The trial enrolled 819 patients who were randomly assigned to receive pembrolizumab plus chemotherapy or chemotherapy alone. Those in the experimental arm received intravenous (IV) pembrolizumab over 30 minutes on day 1, IV paclitaxel for 3 hours on day 1, and IV carboplatin over 30 minutes on day 1 of each 21-day cycle during the combination phase. Treatment continued for 6 cycles or until disease progression or unacceptable toxicity, and patients with stable disease or a partial response who still had measurable disease were allowed to continue treatment for up to 10 cycles. In the maintenance phase, those in the experimental arm were given IV pembrolizumab for 30 to 60 minutes on day 1 of each 6-week cycle for up to 14 cycles.
In the control arm, patients received the same chemotherapy regimen plus placebo during the combination phase, followed by placebo alone in the maintenance phase.
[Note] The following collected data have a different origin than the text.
PR #857, opened 2020-04-17
fix: User Preferences statistics toggle

### LINKED ISSUE #676: [UI] User Preference selections not remembered
**Description**
User selections are not reflected accurately after the user navigates away and comes back to the Preferences screen.

**Expected Behavior**
Users should see their previous selections when returning to the Preferences screen.

**Screenshots**
Untitled

**Related**
This issue is related to #599

kushthedude:
Fixes #676


kushthedude:
Yes this is just the fix at frontend.
Currently, server endpoint issues null response with hit at api/user/stat .
I will push a fix for the same in another PR or I can merge both.

kushthedude:
Closed in favour of #897

PR #862, opened 2020-04-18
meshery: Fixed unexpected 404 while reloading adapter's page

### LINKED ISSUE #861: Unexpected 404 when reloading adapter page
**Description**

404: Not found is displayed when we reload any adapter's page

**Expected Behavior**

It should reload with adapter's setting if it is available.

**Screenshots**

**Environment:**
 - OS: Any
 - Browser: Any
 - Version: [Any
 - Device: Any

---
[Optional] **To Reproduce**
1. Install meshery
2. Click on any adapter
3. Reload
4. See the unexpected 404

[Optional] **Additional Context**
NA

nveenjain:

#### Description

This PR fixes #861     

#### Checklist

### DIFF
--- a/handlers/ui_handler.go
+++ b/handlers/ui_handler.go
@@ -12,13 +12,13 @@ func ServeUI(w http.ResponseWriter, r *http.Request, reqBasePath, baseFolderPath
 		http.Error(w, http.StatusText(http.StatusNotFound), http.StatusNotFound)
 		return
 	}
-	reqURL := r.URL.RequestURI()
+	reqURL := r.URL.EscapedPath()
 	reqURL = strings.Replace(reqURL, reqBasePath, "", 1)
 	var filePath strings.Builder
 	filePath.WriteString(reqURL)
 	if reqURL == "/" || reqURL == "" {
 		filePath.WriteString("index.html")
-	} else if filepath.Ext(r.URL.RequestURI()) == "" {
+	} else if filepath.Ext(reqURL) == "" {
 		filePath.WriteString(".html")
 	}
 	finalPath := filepath.Join(baseFolderPath, filePath.String())


leecalcote:
@nveenjain this is an improvement for sure. One item to note is that when the page is refreshed, users don't always land back on the adapter that they have selected. 

Untitled

leecalcote:
I strongly suspect this issue is do to out of order messages received through the go channel used by go routines to query all the adapters for their metadata. Assuming this is the case, this article might be of value - https://medium.com/@fonseka.live/how-to-maintain-the-order-of-go-routines-117a5be86c4f

leecalcote:
https://github.com/layer5io/meshery/issues/871 opened to track this issue. Please self-assign, if interested in fixing.

kushthedude:
@leecalcote @nveenjain Can you please me reproducing steps of the issue this PR has addresed ? 
I have been trying for a while now but I didn't encountered issue #861 . Also I have already reverted this PR on my local. It would be great if you may guide me where is it giving 404 after refreshing?
I tried to refresh page `http://localhost:3000/management?adapter=meshery-adapter_name:adapter_port` but there was no error has stated in the issue .

leecalcote:
@kushthedude, you bet.  I think we're talking about two items here. Repro steps for each:

1. Prior to the fix for https://github.com/layer5io/meshery/issues/861, it should be the case that when you nav to one of the adapter's (e.g. http://localhost:9081/management?adapter=meshery-linkerd:10001), then refresh your page, you would arrive a 404. Reminder: you may need to `make build-ui`, then `make run-ui-dev`.

1. Prior to PR https://github.com/layer5io/meshery/pull/872, it should be the case that while visiting a specific type of service mesh adapter (e.g. http://localhost:9081/management?adapter=meshery-linkerd:10001), when you refresh the page repeatedly, you will see different service meshes as being selected, not the selection you originally made.

kushthedude:
> @kushthedude, you bet. I think we're talking about two items here. Repro steps for each:
> 
> 1. Prior to the fix for #861, it should be the case that when you nav to one of the adapter's (e.g. http://localhost:9081/management?adapter=meshery-linkerd:10001), then refresh your page, you would arrive a 404. Reminder: you may need to `make build-ui`, then `make run-ui-dev`.


I am able to produce the scenario before #872, but alas I am still unable to reproduce the scenario-1 which is before #861 . PS: I ran `make build-ui` before `make run-ui-dev` .

nveenjain:
@kushthedude , it's actually working fine in development mode of ui. Hence working in 3000 port, but doesn't work after site is exported using next.

nveenjain:
You would need to run `make run-local` and access the site from 9081 port...

kushthedude:
> You would need to run `make run-local` and access the site from 9081 port...

I think shouldn't accessing from `make run-ui` also throw the error. Because the behaviour which I am encountering before #862 is similar to the scenario-2 described by @leecalcote above, which makes me more curious about why there is such mis-alignment b/w ui & server rendered ui ?

nveenjain:
Actually management.html is rendered by next js, there is no other file for management page, the server points /management?adapter=________ to management.html rendered in the out folder rendered by next. It should parse the query parameters from window location, which were ignore before #872.

leecalcote:
@kushthedude right - `make run local`. My theory is that part of this misalignment is due to out of order messages received through the go channel used by go routines to query all the adapters for their metadata (adapter information being returned in different order on each page load) from the REST call. Following on this hunch, the UI should be matching on adapter name / menu item name, not an unstable array.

Approximately 70% of patients enrolled were pMMR, and about 30% were dMMR.1
No new safety signals were identified, and findings were consistent with safety data observed in previous studies.
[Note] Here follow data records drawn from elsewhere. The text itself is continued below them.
PR #865, opened 2020-04-19
[docs] adapter updates: initial NSM, tweaks on Octarine, rename NSX SM

leecalcote:

Also included:

- screenshot of environment metrics shown with perf metrics.
- recording of multi-cluster demo


leecalcote:
@schillingjerrid you might be interested in the netlify integration here, which we're using to provide a convenient preview build (see the URL in the checks above)

PR #911, opened 2020-04-28
mesheryCTL: Added support for accpeting file as input in perf command

### LINKED ISSUE #898: mesheryctl: Import test config using perf --f
**Current Behavior**

Currently, there is no mechanism to import test config from a file. SMPS also stores the test config. 

**Desired Behavior**

Import test config from SMPS yaml file.

nveenjain:

#### Description

This PR fixes #898    

#### Checklist

### DIFF
--- a/mesheryctl/cmd/perf.go
+++ b/mesheryctl/cmd/perf.go
@@ -51,20 +51,22 @@ Usage:
   mesheryctl perf --[flags]
 
 Available Flags for Performance Command:
-  name[string]                  (optional) Name for the Test, if not provided random name will be used.
-  url[string]                   (required) URL Endpoint at which test is to be performed
-  duration[string]              (required) Duration for which test should be performed. See standard notation https://golang.org/pkg/time/#ParseDuration
-  load-generator[string]        (optional) Load-Generator to be used to perform test.(fortio/wrk2) (Default "fortio")
-  mesh[string]              	(optional) Name of the service mesh to be tested.
-  cookie[string]            	(required) Choice of the cloud server provider (Default "Default Local Provider")
-  concurrent-requests[string]   (required) Number of paraller requests to be used (Default "1")
-  qps[string]                   (required) Queries per second (Default "0")
-  file[string]					(optional) file containing SMPS-compatible test configuration
+  name[string]                  (optional) A short descriptor to serve as reference for this test. If not provided, a random name will be generate.
+  url[string]                   (required) URL endpoint to send requests.
+  duration[string]              (required) Length of time to perform test (e.g 30s, 15m, 1hr). See standard notation https://golang.org/pkg/time/#ParseDuration
+  load-generator[string]        (optional) Name of load generator to be used to perform test (default: "fortio")
+  mesh[string]              	(optional) Name of the service mesh to be tested (default: "None")
+  provider[string]            	(required) Choice of Provider (default: "Meshery")
+  concurrent-requests[string]   (required) Number of parallel requests to be sent (default: "1")
+  qps[string]                   (required) Queries per second (default: "0")
+  file[string]			(optional) file containing SMPS-compatible test configuration. See https://github.com/layer5io/service-mesh-performance-specification
   help                          Help for perf subcommand
 
-url,duration,concurrent-requests,qps are optional as flag inputs if specified through an SMPS compatible yaml file
-Example usage of Performance Sub-command :-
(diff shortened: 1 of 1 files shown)


leecalcote:
yes, yes, yes, yes

mesheryctl/cmd/perf.go
```diff
@@ -86,7 +91,18 @@ var perfCmd = &cobra.Command{
 			log.Print(perfDetails)
 			return
 		}
+		if filePath != "" {
+			var t models.BenchmarkSpec
```
leecalcote, line 95: A nit: where we can, it may serve us well to use the term PerformanceSpec as opposed to BenchmarkSpec. In doing so, we'll expand the implicit description of this Spec's applicability to use cases beyond benchmarking to include a number of other performance-related concerns.

nveenjain: Done!

mesheryctl/cmd/perf.go
```diff
@@ -86,7 +91,18 @@ var perfCmd = &cobra.Command{
 			log.Print(perfDetails)
 			return
 		}
+		if filePath != "" {
+			var t models.PerformanceSpec
+			err := yaml.Unmarshal([]byte(filePath), &t)
 
+			if err != nil {
+				log.Errorf("Error: File Supplied is invalid.\n%v", err)
```
leecalcote, line 99: Question: Would "Error: The file provided contains invalid yaml." be a more descriptive (accurate) error to provide the user?

mesheryctl/cmd/perf.go
nveenjain: This will be breaking change for those importing meshery through go though... But this migration is necessary, as it would be better to move PerformanceSpec go file in SMPS repository and have symlink present here only.

mesheryctl/cmd/perf.go
```diff
@@ -86,7 +91,18 @@ var perfCmd = &cobra.Command{
...
+			}
+			testDuration = fmt.Sprintf("%fs", t.EndTime.Sub(t.StartTime).Seconds())
```
leecalcote, line 101: I suppose we'll want to go through the hassle of verifying the presence of each of these and fail if any required attributes are missing.

mesheryctl/cmd/perf.go
nveenjain: Yeah, but the error might be occurring if the file was not present there or there were no permissions present... Exact reason of error will be printed in the next line... should we write "Invalid yaml file" instead? or keep it as is?

mesheryctl/cmd/perf.go
nveenjain: Nice catch!!! Thanks a lot @leecalcote !!

nveenjain: Actually Lee, it would already be tested in the next few lines, such as to check whether URL exist or not:- https://github.com/layer5io/meshery/pull/911/files#diff-95c2c60d8d4612976d9000d256797085L121-L125

mesheryctl/cmd/perf.go
```diff
@@ -175,5 +190,6 @@ func init() {
 	perfCmd.Flags().StringVar(&testDuration, "duration", "30s", "(optional) Length of test (e.g. 10s, 5m, 2h). For more, see https://golang.org/pkg/time/#ParseDuration")
```
nveenjain, line 190: Note to me:-
Endpoint URL is still required PARAM, it should be optional, if file is supplied.

mesheryctl/cmd/perf.go
leecalcote: Oh, I see. Yes,  "Invalid yaml file" sounds good, if we leave this to only one check. If we were to break into two checks - one for presence of a file and the other for validity of yaml - we could have two errors. I don't know that it's necessary to breakout into two checks. "Invalid yaml file" does cover them both.

mesheryctl/cmd/perf.go
```diff
@@ -54,8 +59,10 @@ Available Flags for Performance Command:
   cookie[string]            	(required) Choice of the cloud server provider (Default "Default Local Provider")
```
leecalcote, line 59: @kanishkarj we need to figure out how users will provide their JWT via CLI.

kushthedude:
CI broke due to this PR. Checking into it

“In certain patients with advanced endometrial cancer who have progressed following prior systemic therapy and are not candidates for surgery or radiation, [pembrolizumab] has become an important treatment option, both as monotherapy and in combination,” Eliav Barr, MD, senior vice president, head of Global Clinical Development and chief medical officer of Merck Research Laboratories, said. “These latest results in the first-line setting are very encouraging and show the potential of [pembrolizumab] plus chemotherapy for patients with stage III to IV or recurrent disease, regardless of MRR status. We thank our collaborators for their partnership on this study, and we are grateful to the patients and investigators for their participation.”
Pembrolizumab is also being investigated in the first-line setting for advanced endometrial cancer both as monotherapy in the phase 3 KEYNOTE-C93/ENGOT-en15/GOG-3064 trial (NCT05173987) and in combination with lenvatinib in the phase 3 LEAP-001/ENGOT-en9 trial (NCT03884101). Furthermore, adjuvant pembrolizumab plus chemotherapy with or without radiotherapy is being evaluated in the phase 3 KEYNOTE-B21/ENGOT-en11/GOG-3053 trial (NCT04634877) in patients with newly diagnosed endometrial cancer after surgery with curative intent.